Lambda the Ultimate

inactiveTopic CLR Panel notes
started 10/30/2003; 11:51:04 AM - last post 11/1/2003; 9:07:07 AM
Ehud Lamm - CLR Panel notes  blueArrow
10/30/2003; 11:51:04 AM (reads: 9999, responses: 6)
CLR Panel notes
The following is the "transcript" I took of the "Designing the CLR" Panel discussion. We had probably around 200 people in attendance, with an open mic forum. The Panel was swamped with standing room only folks at the end (about 40 up around the stage with lot's of questions). At the panel we had Brad Abrams (CLR BCL PM), Anders Hejlsberg (Distinguished Engineer, C# architect, Chris Brumme (CLR Architect), Patrick Dussud (lead CLR Architect), Jim Miller (CLR Architect), Sean Trowbridge (CLR Architect), George Bosworth (CLR Architect), and Jonathan Hawkins (CLR PM/Moderator).

It's PDC week, you know... So don't be alarmed: Haskell and such will return shortly.

Some interesting stuff regarding the memory model, support for AOP, and contracts.


Posted to cross-language-runtimes by Ehud Lamm on 10/30/03; 11:52:55 AM

Patrick Logan - Re: CLR Panel notes  blueArrow
10/30/2003; 5:23:02 PM (reads: 480, responses: 0)
We are introducing lightweight codegen; not as rich as what was in Smalltalk...

Funny how this statement about Smalltalk is phrased in the past tense.

Isaac Gouy - Re: CLR Panel notes  blueArrow
10/31/2003; 8:14:52 AM (reads: 415, responses: 0)
In the question, Smalltalk was used in the present tense.

In his answer, George Bosworth used the past tense - his present and future is CLR, his past was Digitalk Smalltalk VM design.

Chris Rathman - Re: CLR Panel notes  blueArrow
10/31/2003; 8:25:35 AM (reads: 408, responses: 0)
Funny how this statement about Smalltalk is phrased in the past tense.
Perhaps they mean that it is a feature that has since been removed from Smalltalk?

Patrick Logan - Re: CLR Panel notes  blueArrow
10/31/2003; 9:40:45 AM (reads: 388, responses: 0)
Less than restrictions, the bigger issue is integrating every feature across the engine in the right way, such as including security, etc.

I don't believe that security (of this complexity) has to be addressed for all these features at the virtual machine level *if* the virtual machine designers do not insist on implementing all these features in the virtual machine!

What are the essential security features of a virtual machine?

Essentially accessing machine-level resources in controlled ways, e.g. via capabilities. There should only be a small set of resources at the virtual machine level, everything else should be at a higher level, e.g. if your process has the capability to communicate with certain other processes, they can grant your process some of their capabilities.

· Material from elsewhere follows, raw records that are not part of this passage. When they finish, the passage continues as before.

PR #9062, opened 2022-07-07
tests(wrpc) wRPC protocol 

Suika-Kong:
Add test for wRPC protocol itself.

Fix FT-3097


spec/01-unit/19-hybrid/04-wrpc_spec.lua
```diff
@@ -0,0 +1,273 @@
...
+        clients[i] = new_pair()
+      end
+
+      for i = 0, message_n - 1 do
+        local client = (i % client_n) + 1
+        local future = assert(clients[client]:call(echo_service, { message = message, }))
+        ngx.timer.at(0, counter, future)
+      end
+
+      assert(smph:wait(5) and time < 5, "wrpc spent too much time")
```
fffonion, line 269: how much time does it take now?

spec/fixtures/mocks/lua-resty-websocket/resty/websocket/peer.lua
```diff
@@ -0,0 +1,161 @@
...
+end
+
+function _M:send_binary(data)
+  return self:send_frame(true, 0x2, data)
+end
+
+function _M:send_close(code, msg)
+  local payload
+  if code then
+    payload = encode_code(code) .. (msg or "")
```
fffonion, line 140: maybe instead of always make a string, just put what we receive in a table, so you don't need to encode/decode, like `payload = {code, msg}`

spec/01-unit/19-hybrid/04-wrpc_spec.lua
```diff
@@ -0,0 +1,273 @@
+local helpers = require "spec.helpers"
```
fffonion, line 1: this is probably still too blackbox-ish for a unit test, let's move it to integration test folder. for unit test, it would be useful to test following items:
- proto.lua: parse annotations; a RPC message be succefully handled only after set_handler is called
- queue.lua, threads.lua, future.lua: functional test for exposed functions

spec/01-unit/19-hybrid/04-wrpc_spec.lua
Suika-Kong: less than 1 second in my set-up.

fffonion (approved):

The small set of lower level resources would include things like allocating certain amounts of isolated memory, running certain durations of time, starting other processes, and communicating to other processes.

What other security features should be at the virtual machine level?

Patrick Logan - Re: CLR Panel notes  blueArrow
10/31/2003; 9:43:20 AM (reads: 391, responses: 0)
In his answer, George Bosworth used the past tense - his present and future is CLR, his past was Digitalk Smalltalk VM design.

Ah, OK. I thought I recognized the name but I could not put my finger on it.

xeo_at_thermopylae - Re: CLR Panel notes  blueArrow
11/1/2003; 9:07:07 AM (reads: 293, responses: 0)
Jim seems to be unsure of himself: "Gregor is a close friend of mine..." "I have a degree in MIT, and ..." "I was the PhD advisor for the chief designer at Transmeta."

BTW what are the "prolog method hooks" referred to by Chris: "Chris: ...Could do code rewriting using prolog method hooks, etc."